Aarti Dhar, CNS Correspondent, India
[First published in the India Saga
Simple technology, such as basic mobile phones, can help in improving TB management, experts suggest. At least two pilots, conducted in India, have shown increased adherence to treatment regimen and improved the notification of the disease, particularly in the private sector.

India has 2.6 million TB cases annually and as many as 1 million patients are still missed by the public health system. More than half the TB patients receive treatment in the private sector——ranging from unqualified doctors to corporate hospitals. The absence of standardization of TB treatment in the private sector, with no mechanism for monitoring and follow-up, there is a high percentage of patients dropping out of treatment, which is one of factors leading to drug resistance.

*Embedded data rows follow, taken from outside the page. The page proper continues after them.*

PR #43, opened 2016-09-14
Fix ID token expired bug

jorunfa:
If the ID token is expired the SDK will now get the current time from the internet, and see if it is indeed expired or not. This will stop the SDK from throwing an exception when the user has incorrect time/date settings.


connect/tests/src/test/java/com/telenor/connect/utils/InternetTimeTest.java
```diff
@@ -0,0 +1,29 @@
...
+public class InternetTimeTest {
+
+    @Test
+    public void internetTimeIsWithinBoundaryOfLocalTime() throws Exception {
+        final Date internetDate = InternetTime.getInternetDate();
+        final int boundarySeconds = 5;
+
+        Calendar calendar = Calendar.getInstance();
+        calendar.add(Calendar.SECOND, boundarySeconds);
+        Date upperLimit = calendar.getTime();
```
ulfcarlin: Consider adding final here and for lowerLimit and withinLimit, in order to be consistent about usage of the final keyword.

connect/src/com/telenor/connect/utils/InternetTime.java
```diff
@@ -0,0 +1,32 @@
...
+
+public class InternetTime {
+
+    @SuppressLint("SimpleDateFormat")
+    private final static SimpleDateFormat DATE_FORMAT
+            = new SimpleDateFormat("EEE, dd MMM yyyy HH:mm:ss zzz");
+
+    public static Date getInternetDate() throws IOException, ParseException {
+        final Request request = new Request.Builder()
+                .url("http://www.google.com")
```
ulfcarlin: Should we consider using one of our own servers/endpoints?

connect/src/com/telenor/connect/utils/HeadersDateUtil.java
```diff
@@ -0,0 +1,39 @@
...
+import retrofit.client.Header;
+
+public class HeadersDateUtil {
+
+    @SuppressLint("SimpleDateFormat")
+    private final static SimpleDateFormat DATE_FORMAT
+            = new SimpleDateFormat("EEE, dd MMM yyyy HH:mm:ss zzz");
+
+    @Nullable
+    public static Date get(@NonNull List<Header> headers) {
```
ulfcarlin: Consider naming this method something more descriptive, e.g. extractDate?

connect/src/com/telenor/connect/utils/HeadersDateUtil.java
```diff
@@ -0,0 +1,39 @@
...
+        try {
+            return getDate(headers);
+        } catch (ParseException e) {
+            e.printStackTrace();
```
ulfcarlin: Is this appropriate exception handling?

connect/src/com/telenor/connect/utils/HeadersDateUtil.java
```diff
@@ -0,0 +1,39 @@
...
+            return null;
+        }
+    }
+
+    @Nullable
+    private static Date getDate(@NonNull List<Header> headers) throws ParseException {
```
ulfcarlin: Consider combining this method into the method above

connect/src/com/telenor/connect/utils/HeadersDateUtil.java
jorunfa: I believe the SDK shouldn't throw, at least. If the server should for some reason have a malformed Date header the client shouldn't crash. I don't know what else than printing the stack trace is appropriate. Thoughts?

connect/src/com/telenor/connect/utils/HeadersDateUtil.java
jorunfa: Will do. Nested as `try -> for -> if`, or `for -> if -> try`?

connect/src/com/telenor/connect/utils/HeadersDateUtil.java
jorunfa: Will fix.

connect/src/com/telenor/connect/utils/HeadersDateUtil.java
ulfcarlin: I would prefer the latter, in order to reduce the scope of the try block as much as possible

connect/src/com/telenor/connect/utils/HeadersDateUtil.java
ulfcarlin: I agree that the exception should not be propagated out. However: Is it normal to print stack traces to stderr in this repo specifically and in Android apps in general? Is there no application log? (Sorry about my ignorance)

jorunfa: Sorry about my ignorance; you are absolutely right. Just forgot about it for a second.

connect/src/com/telenor/connect/utils/HeadersDateUtil.java
jorunfa: Fixed.

connect/tests/src/test/java/com/telenor/connect/utils/IdTokenValidatorTest.java
```diff
@@ -146,7 +149,71 @@ public void missingIssueTimeThrows() throws Exception {
...
+    @Test
+    public void isValidExpirationTimeReturnsFalseOnNullExpDate() {
+        boolean actual = IdTokenValidator.isValidExpirationTime(null, new Date(), null);
+        assertThat(actual, is(false));
+    }
+
+    @Test
+    public void isValidExpirationTimeReturnsTrueWhenExpDateIsAfterCurrentDate() {
+        Calendar calendar = Calendar.getInstance();
+        Date localTime = calendar.getTime();
```
ulfcarlin: Consider naming this variable now to increase readability

connect/tests/src/test/java/com/telenor/connect/utils/IdTokenValidatorTest.java
```diff
@@ -146,7 +149,71 @@ public void missingIssueTimeThrows() throws Exception {
...
+
+        boolean actual = IdTokenValidator.isValidExpirationTime(future, localTime, null);
+        assertThat(actual, is(true));
+    }
+
+    @Test
+    public void isValidExpirationTimeReturnsFalseWhenCurrentTimeIsAfterExpAndServerTimestampIsMissing() {
+        Calendar calendar = Calendar.getInstance();
+        calendar.add(Calendar.HOUR, 1);
+        Date localTime = calendar.getTime();
```
ulfcarlin: Consider naming this variable "future" to increase readability. Consider setting up "now" and "future" in the same way as in the previous test

connect/tests/src/test/java/com/telenor/connect/utils/IdTokenValidatorTest.java
jorunfa: Better now?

TB was declared a notified disease in India in May 2012 and the government created a specialized web portal—Nikshay—where TB cases are to be mandatorily reported. However, Dr Suneetha Narreddy, Senior infectious diseases expert at Apollo Hospitals Hyderabad, said that a study conducted in Mysore involving 2,500 private practitioners showed that 80% did not diagnose or treat TB. Of those managing the disease, 70% were not aware that TB was notifiable while those aware did not know the mechanism of notifying the disease and took shelter under the provision of privacy of patients in not notifying the disease as it identified the patients.

Dr Narreddy, shared that they had launched a pilot project wherein they engaged with private practitioners to upgrade their knowledge on diagnosis, including notification, of TB and management of TB and drug resistant TB.

Apollo Hospital created a software, which was connected with Nikshay and the TB patients who came to the hospital for treatment. Details and data of all TB patients was fed into the software which automatically went to the Nikshay site. The hospital also sent out regular SMS to the patients, reminding them of the medication, and IVRS calls twice a week to ensure that they stuck to the regimen. If there were some drop outs, they were contacted by the social worker and counseled about the importance of adhering to the regimen.

During June 2015 and March 2017, 500 cases of TB were notified with Nikshay. These included 17 multi drug resistant TB (MDR-TB) cases. Of the total number of cases, 151 successfully completed treated, treatment is going on in 203 patients, while 80 have shifted to other hospitals in the outskirts (Apollo is a tertiary care facility). Unfortunately, 11 stopped treatment, 27 died and 22 are not traceable.

Dr Narreddy said 94% had taken all doses though 6% had missed one or more doses. A feedback from 350 patients suggested that 93% found SMS and IVRS calls useful while 9% wanted reduced frequency of calls and SMS.

Results of another pilot project conducted in three blocks of the tribal district Khunti in Jharkhand, covering a population of 45,000, suggested that diagnosis and treatment of TB was four times higher among those patients who used mobile application under the project, according to Dr Archana Trivedi, Senior Technical Advisor at the South East Asia Office of the International Union Against Tuberculosis and Lung Disease.

The mobile based application was provided to rural health care providers (RHCPs), NGOs and laboratory technicians to manage patient information and counseling.

The RHCP feed the patient details into the mobile as soon as they came for testing. Once testing was done, the results of the test were sent by the lab technician to the patient as well as the RHCP. If the patient did not turn up for treatment within 7 days after the test report was provided, the RHCP would contact the patient and counsel him/her to come for treatment as well as the importance of sticking to the regimen.